A recipe spreadsheet
For multiple recipes, use a spreadsheet:
- Column A: ingredient
- Column B: percentage
- Column C: =B × $D$1 (where D1 is your flour weight)
Change the flour weight in D1; everything else updates.
Scaling for different shapes
For a 1kg boule: 500g flour For two 500g boules: same total, two pieces For a sheet pan focaccia: ~700g flour For 12 burger buns: ~500g flour
Adjust based on the bread; the percentages stay the same.
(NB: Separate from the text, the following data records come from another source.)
PR #327, opened 2023-09-08
(RE-15156) Add redhat-9-arm64 support

yachub:
I'm not sure about all the places that the `abs` and `vmpooler` platform data keys are used, but was a bit confused because the `redhat8-AARCH64` specifies the x86 template name `redhat-8-x86_64`, is that a mistake? https://github.com/voxpupuli/beaker-hostgenerator/blob/da8ac9a25030480925b79a84a34444d7f9d14970/lib/beaker-hostgenerator/data.rb#L348

So for the new platform's `vmpooler` key I used the expected name that we would use in vmpooler for that platform, is that correct? Or should that key just be omitted?

**EDIT**: Ah it looks like those keys related to the hypervisor gem. The above definitely seems like a bug per:
```
> beaker-hostgenerator redhat8-AARCH64 --hypervisor vmpooler
---
HOSTS:
  redhat8-AARCH64-1:
    platform: el-8-aarch64
    template: redhat-8-x86_64
    hypervisor: vmpooler
    roles:
    - agent
CONFIG:
  pooling_api: https://vmpooler-prod.k8s.infracore.puppet.net/
```

### DIFF
--- a/lib/beaker-hostgenerator/data.rb
+++ b/lib/beaker-hostgenerator/data.rb
@@ -361,6 +361,17 @@ module BeakerHostGenerator
                           'platform' => 'el-9-x86_64',
                         },
                       },
+                      'redhat9-AARCH64' => {
+                        general: {
+                          'platform' => 'el-9-aarch64',
+                        },
+                        abs: {
+                          'template' => 'redhat-9-arm64',
+                        },
+                        vmpooler: {
+                          'template' => 'redhat-9-arm64',
+                        },
+                      },
                       'sles11-32' => {
                         general: {
                           'platform' => 'sles-11-i386',
--- a/test/fixtures/generated/default/redhat9-AARCH64m
+++ b/test/fixtures/generated/default/redhat9-AARCH64m
@@ -1,0 +1,15 @@
+---
+arguments_string: redhat9-AARCH64m
+environment_variables: {}
+expected_hash:
+  HOSTS:
+    redhat9-AARCH64-1:
+      platform: el-9-aarch64
+      template: redhat-9-arm64
+      hypervisor: vmpooler
+      roles:
+      - agent
+      - master
+  CONFIG:
+    pooling_api: https://vmpooler-prod.k8s.infracore.puppet.net/
+expected_exception:
--- a/test/fixtures/generated/multiplatform/centos7-64a-redhat9-AARCH64-centos7-64aulcdfm
+++ b/test/fixtures/generated/multiplatform/centos7-64a-redhat9-AARCH64-centos7-64aulcdfm
@@ -1,0 +1,32 @@
+---
+arguments_string: centos7-64a-redhat9-AARCH64-centos7-64aulcdfm
+environment_variables: {}
+expected_hash:
+  HOSTS:
+    centos7-64-1:
+      platform: el-7-x86_64
+      hypervisor: vmpooler
+      template: centos-7-x86_64
+      roles:
+      - agent
+    redhat9-AARCH64-1:
+      platform: el-9-aarch64
+      template: redhat-9-arm64
+      hypervisor: vmpooler
+      roles:
+      - agent
+    centos7-64-2:
+      platform: el-7-x86_64
+      hypervisor: vmpooler
+      template: centos-7-x86_64
+      roles:
+      - agent
+      - ca
+      - classifier
+      - dashboard
+      - database
+      - frictionless
+      - master
+  CONFIG:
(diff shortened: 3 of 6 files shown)


ekohl:
For RHEL I haven't looked at correct generation yet. As you noticed, the data was inconsistent. Like `redhat7-AARCH64` uses `centos-7-arm64` in abs.

Ideally we would generate the ABS template in https://github.com/voxpupuli/beaker-hostgenerator/blob/master/lib/beaker-hostgenerator/hypervisor/abs.rb and vmpooler in https://github.com/voxpupuli/beaker-hostgenerator/blob/master/lib/beaker-hostgenerator/hypervisor/vmpooler.rb. Then it would be reduced to just listing the versions in [generate_os_info](https://github.com/voxpupuli/beaker-hostgenerator/blob/da8ac9a25030480925b79a84a34444d7f9d14970/lib/beaker-hostgenerator/data.rb#L1047).

The biggest problem is that Vox Pupuli doesn't use ABS or vmpooler so we really don't know what's available and what makes sense.

joshcooper:
Seems like a bug to me too. IMO BHG should always return a template/platform name that is consistent with the key (BHG string):

We do cross compile on some platforms, but the decision about whether to cross-compile and which build host to use lives in the platform definition for the vanagon project, for example: https://github.com/puppetlabs/puppet-runtime/blob/6c8bbc664aea36cbadc12ab0d62773250faf70f1/configs/platforms/sles-12-ppc64le.rb#L31-L32

In other words, I don't see a use case for BHG ever returning an Intel-based `template` for an ARM-based key.

joshcooper (approved):

joshcooper:
Not sure why, but I'm having trouble getting this working. This line is causes an error if `platform` is not defined:

https://github.com/voxpupuli/beaker-hostgenerator/blob/013dab5a0ab39c5d1b7383ec1265c382eb325dac/lib/beaker-hostgenerator/hypervisor/abs.rb#L27C39-L27C50

```
$ bx beaker-hostgenerator redhat9-ARM64a
bundler: failed to load command: beaker-hostgenerator (/home/josh/.rbenv/versions/2.7.6/lib/ruby/gems/2.7.0/bin/beaker-hostgenerator)
Traceback (most recent call last):
...
	 6: from /home/josh/work/beaker-hostgenerator/bin/beaker-hostgenerator:10:in `<top (required)>'
	 5: from /home/josh/work/beaker-hostgenerator/lib/beaker-hostgenerator/cli.rb:174:in `execute!'
	 4: from /home/josh/work/beaker-hostgenerator/lib/beaker-hostgenerator/cli.rb:168:in `execute'
	 3: from /home/josh/work/beaker-hostgenerator/lib/beaker-hostgenerator/generator.rb:30:in `generate'
	 2: from /home/josh/work/beaker-hostgenerator/lib/beaker-hostgenerator/generator.rb:30:in `each'
	 1: from /home/josh/work/beaker-hostgenerator/lib/beaker-hostgenerator/generator.rb:52:in `block in generate'
/home/josh/work/beaker-hostgenerator/lib/beaker-hostgenerator/hypervisor/vmpooler.rb:22:in `generate_node': undefined method `gsub' for nil:NilClass (NoMethodError)
```

I get the same when passing `abs` or `vmpooler` as the `hypervisor`

yachub:
@joshcooper Following precedent of most recently added platforms I used "AARCH64" instead of "ARM64". Does that work for you?

```bash
> beaker --version
      wWWWw
      |o o|
      | O |  5.3.1!
      |(")|
     / \X/ \
    |   V   |
    |   |   |
    
> beaker-hostgenerator -v
2.4.0

> beaker-hostgenerator redhat9-AARCH64a --hypervisor abs
---
HOSTS:
  redhat9-AARCH64-1:
    platform: el-9-aarch64
    template: redhat-9-arm64
    hypervisor: abs
    roles:
    - agent
CONFIG: {}
```

ekohl:
Still, would be good to either silently ignore unknown architectures or fail with a clear error instead of a stack trace.

joshcooper:
> Still, would be good to either silently ignore unknown architectures or fail with a clear error instead of a stack trace.

yeah that could be handled better. Took me a bit to understand what was going on. I also run into errors like that when trying to run beaker tests and I've forgotted to do `bundle update` to pull in a version of BHG that recognizes the new platform.

> I used "AARCH64" instead of "ARM64". Does that work for you?

Yeah I think it's good for the architecture to be consistent for all versions of the same OS. As for why we use different names for one OS vs another, I can only refer to https://twitter.com/lorenc_dan/status/1699794514586763408:

F5biGZgbcAA9RZ9

PR #248, opened 2022-04-29
Add Ubuntu 22.04

jkroepke:
Note:
```
bundle exec rake generate:fixtures 
```
generates tons of new files and changes. I only include the relevant changes for this PR

PR #328, opened 2023-09-08
(RE-15206) Add ubuntu-2204-arm64 fixtures

yachub:
I'm not sure if this is needed since there was some data added in https://github.com/voxpupuli/beaker-hostgenerator/pull/248 and released in [1.14.0](https://github.com/voxpupuli/beaker-hostgenerator/blob/master/CHANGELOG.md#1140-2022-05-30), but without any changes to data.rb, these were the fixtures generated with `bundle exec rake generate:fixtures`

Side note, it seems a bit odd that we don't set the template key for the ubuntu platforms here. This must be already be inserted by [beaker-abs](https://github.com/puppetlabs/beaker-abs), but I haven't gone looking

### DIFF
--- a/test/fixtures/generated/default/ubuntu2204-AARCH64m
+++ b/test/fixtures/generated/default/ubuntu2204-AARCH64m
@@ -1,0 +1,14 @@
+---
+arguments_string: ubuntu2204-AARCH64m
+environment_variables: {}
+expected_hash:
+  HOSTS:
+    ubuntu2204-AARCH64-1:
+      platform: ubuntu-22.04-aarch64
+      hypervisor: vmpooler
+      roles:
+      - agent
+      - master
+  CONFIG:
+    pooling_api: https://vmpooler-prod.k8s.infracore.puppet.net/
+expected_exception:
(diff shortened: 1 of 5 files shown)


ekohl:
> I'm not sure if this is needed since there was some data added in #248 and released in [1.14.0](https://github.com/voxpupuli/beaker-hostgenerator/blob/master/CHANGELOG.md#1140-2022-05-30), but without any changes to data.rb, these were the fixtures generated with `bundle exec rake generate:fixtures`

It's a good question. As more logic is generated dynamically, testing it becomes more important. But just storing huge generated files doesn't guarantee it's correct.

> Side note, it seems a bit odd that we don't set the `template` key for the ubuntu platforms here. This must be already be inserted by [beaker-abs](https://github.com/puppetlabs/beaker-abs), but I haven't gone looking:

I've been working on moving away from a huge `data.rb` and instead push logic into specific hypervisors to generate data dynamically. So https://github.com/voxpupuli/beaker-hostgenerator/blob/master/lib/beaker-hostgenerator/hypervisor/abs.rb already does this.

mhashizume (approved):

PR #331, opened 2023-09-11
(RE-15541) Add debian-12-arm64 support

yachub:


ekohl (changes requested):
Same notes as in https://github.com/voxpupuli/beaker-hostgenerator/pull/330.

PR #345, opened 2023-11-17
(PA-5948) Update host generator to use aarch64 for amazon linux

span786:
Updated data.rb in host-generator to use 'aarch64' like it is using everywhere in project

### DIFF
--- a/lib/beaker-hostgenerator/data.rb
+++ b/lib/beaker-hostgenerator/data.rb
@@ -1111,7 +1111,7 @@ module BeakerHostGenerator
 
       # Amazon Linux
       yield %w[amazon2023-64 amazon-2023-x86_64]
-      yield %w[amazon2023-AARCH64 amazon-2023-arm64]
+      yield %w[amazon2023-AARCH64 amazon-2023-aarch64]
 
       # AlmaLinux and Rocky
       %w[almalinux rocky].each do |os|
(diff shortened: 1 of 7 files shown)


mhashizume (approved):

mhashizume (changes requested):
Sorry, I think we need one more change here. The goal is to have BHG generate a `platform` that is appropriate for our Vanagon projects, but a `template` that is appropriate for ABS/VMPooler. Right now, your PR generates this:

```
bundle exec beaker-hostgenerator amazon2023-AARCH64a --hypervisor abs
---
HOSTS:
  amazon2023-AARCH64-1:
    platform: amazon-2023-aarch64
    hypervisor: abs
    template: amazon-2023-aarch64
    roles:
    - agent
CONFIG: {}
```

For our CI, we need the `template` to match what's in ABS/VMPooler, which is `amazon-2023-arm64`.

In addition to what you already have here, we need to move Amazon to this regex line: https://github.com/voxpupuli/beaker-hostgenerator/blob/64f315292da95440a025223a47b57d767cdd7f0f/lib/beaker-hostgenerator/hypervisor/abs.rb#L30

So we get this desired result:

```
bundle exec beaker-hostgenerator amazon2023-AARCH64a --hypervisor abs
---
HOSTS:
  amazon2023-AARCH64-1:
    platform: amazon-2023-aarch64
    hypervisor: abs
    template: amazon-2023-arm64
    roles:
    - agent
CONFIG: {}
```

mhashizume (approved):

mhashizume:
LGTM, I'm not sure what we need to do to make Codecov happy

bastelfreak:
@mhashizume just ignore it :)

PR #350, opened 2024-01-23
Fix rhel9 power ABS name

nmburgan:
On behalf of @trvs-sdlr


trvs-sdlr (approved):

ekohl (approved):
> I assume the codecov thing is not such a big deal since the previous line didn't have coverage either.

I honestly don't care about code coverage at all in general, but in this particular case it can't measure the coverage by integration tests either so it's really misleading. Like in this case, it's often misleading. With 100% coverage you can easily have bugs in the integration.

PR #356, opened 2024-02-13
Drop code coverage

joshcooper:


ekohl (approved):

ekohl:
For context: it was broken. It doesn't take the tests into account. Probably because this gem has both rspec and minitest configured.

So we either need to migrate all our minitest tests to rspec or drop them. There's certainly something to be said for unifying on a single test suite, but I never really cared about code coverage.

When percentages don't apply
Some recipes (enriched, sweet) might use:
- Sugar at 5–10%
- Butter at 5–15%
- Eggs by weight
These all relate to flour. Same logic applies.
A practical use
A baker's percentage cheat sheet:
- 500g flour = 1 standard loaf
- 1000g flour = 2 loaves or 1 large
- 250g flour = small loaf or rolls
- 100g flour = practice batch
Once you know flour weight, everything else scales by percentage.
Final note
Baker's percentages take 30 minutes to learn but pay dividends forever.
After a week of using them, you'll never go back to cup measurements. Your bakes will be more consistent. Recipe development becomes easy.
It's the single most useful tool in serious bread baking.